🤖 AI Summary
This work addresses the performance degradation of large language models in long-context reasoning, which stems from attention dilution and reduced out-of-distribution generalization. Existing approaches typically rely on fixed context budgets, failing to accommodate the varying contextual demands of individual tokens. To overcome this limitation, the paper proposes UT-ACA, an adaptive context allocation framework that dynamically allocates context resources based on per-token uncertainty. UT-ACA integrates semantic embeddings and logit confidence to estimate uncertainty in real time and models its cumulative effect throughout decoding. When evidence is insufficient, the framework triggers context fallback, expansion, and token regeneration mechanisms.
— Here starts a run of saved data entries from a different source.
PR #1726, opened 2018-03-22
[RFE] IPA server installation with successful message

amitkumar50:
This PR updates IPA success installation message as this:
'============================================='
IPA server installation successful

You can access Web UI using https://ipaserver1.testrelm.test/ipa/ui

Obtain a Kerberos Ticket for issuing IPA command 'kinit admin'

Server is installed with following roles :

* Directory Server
* Kerbeors Server
* Httpd Server
* CA Server
* DNS Server

For troubleshooting and errors :
Please visit : https://www.redhat.com/en

For documentation :
Please visit :
https://access.redhat.com/documentation/en-us/red_hat_enterprise_linux/7/html/linux_domain_identity_authentication_and_policy_guide/index

Resolves: https://pagure.io/freeipa/issue/6355

### DIFF
--- a/ipaserver/install/server/install.py
+++ b/ipaserver/install/server/install.py
@@ -944,7 +944,26 @@ def install(installer):
 
     print("======================================="
           "=======================================")
-    print("Setup complete")
+    print("IPA server installation successful")
+    print("")
+    print("You can access Web UI using https://%s/ipa/ui" % (host_name))
+    print("")
+    print("Obtain a Kerberos Ticket for issuing IPA Command 'kinit admin'.")
+    print("")
+    print("Server is installed with following roles:")
+    print(" * 389 Directory Server")
+    print(" * Kerberos Server")
+    print(" * HTTP Server")
+    if setup_ca:
+        print(" * CA Server")
+    if options.setup_dns:
+        print(" * DNS Server")
+    print("")
+    print("For troubleshooting and errors:")
+    print("Please visit: https://www.freeipa.org/page/Troubleshooting")
+    print("")
+    print("For documentation:")
+    print("Please visit: https://www.freeipa.org/page/Documentation")
     print("")
     print("Next steps:")
     print("\t1. You must make sure these network ports are open:")
@@ -961,14 +980,9 @@ def install(installer):
     if not options.no_ntp:
         print("\t\t  * 123: ntp")
     print("")
-    print("\t2. You can now obtain a kerberos ticket using the command: "
-          "'kinit admin'")
-    print("\t   This ticket will allow you to use the IPA tools (e.g., ipa "
-          "user-add)")
-    print("\t   and the web user interface.")
 
-    if not services.knownservices.chronyd.is_running():
-        print("\t3. Kerberos requires time synchronization between clients")
+    if not services.knownservices.ntpd.is_running():
+        print("\t2. Kerberos requires time synchronization between clients")
         print("\t   and servers for correct operation. You should consider "
               "enabling chronyd.")
 


ipaserver/install/server/install.py
```diff
@@ -940,9 +940,24 @@ def install(installer):
...
+    print("IPA server installation successful")
     print("")
-    print("Next steps:")
+    print("You can access Web UI using https://%s/ipa/ui" % (host_name))
+    print("\nObtain a Kerberos Ticket for issuing IPA command 'kinit admin'.")
+    print("\nServer is installed with following roles :")
+    print("* Directory Server")
+    print("* Kerbeors Server")
+    print("* Httpd Server")
+    print("* CA Server")
```
tiran: CA and DNS are optional components. They might not have been installed.

ipaserver/install/server/install.py
```diff
@@ -940,9 +940,24 @@ def install(installer):
...
+    print("* DNS Server")
```
tiran: Optional

ipaserver/install/server/install.py
```diff
@@ -940,9 +940,24 @@ def install(installer):
...
+    print("\nFor troubleshooting and errors :")
+    print("Please visit : https://www.redhat.com/en")
+    print("\nFor documentation :")
+    print("Please visit :")
+    print("https://access.redhat.com/documentation/en-us/"
+    "red_hat_enterprise_linux/7/html/"
```
tiran: Please indent correctly.

ipaserver/install/server/install.py
```diff
@@ -940,9 +940,24 @@ def install(installer):
 
     print("======================================="
           "=======================================")
-    print("Setup complete")
+    print("IPA server installation successful")
     print("")
-    print("Next steps:")
+    print("You can access Web UI using https://%s/ipa/ui" % (host_name))
+    print("\nObtain a Kerberos Ticket for issuing IPA command 'kinit admin'.")
```
tiran: Either add ``\n`` to the previous line or add an empty print() statement. I prefer the latter.

ipaserver/install/server/install.py
```diff
@@ -940,9 +940,24 @@ def install(installer):
...
+    print("\nServer is installed with following roles :")
+    print("* Directory Server")
+    print("* Kerbeors Server")
+    print("* Httpd Server")
```
tiran: ``HTTP server``.

ipaserver/install/server/install.py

This approach enables on-demand context utilization for the first time, significantly reducing average context consumption while preserving generation quality and enhancing inference efficiency.
📝 Abstract
Long-context inference remains challenging for large language models due to attention dilution and out-of-distribution degradation. Context selection mitigates this limitation by attending to a subset of key-value cache entries, yet most methods allocate a fixed context budget throughout decoding despite highly non-uniform token-level contextual demands. To address this issue, we propose Uncertainty-Triggered Adaptive Context Allocation (UT-ACA), an inference-time framework that dynamically adjusts the context window based on token-wise uncertainty. UT-ACA learns an uncertainty detector that combines semantic embeddings with logit-based confidence while accounting for uncertainty accumulation across decoding steps. When insufficient evidence is indicated, UT-ACA selectively rolls back, expands the context window, and regenerates the token with additional support. Experiments show that UT-ACA substantially reduces average context usage while preserving generation quality in long-context settings.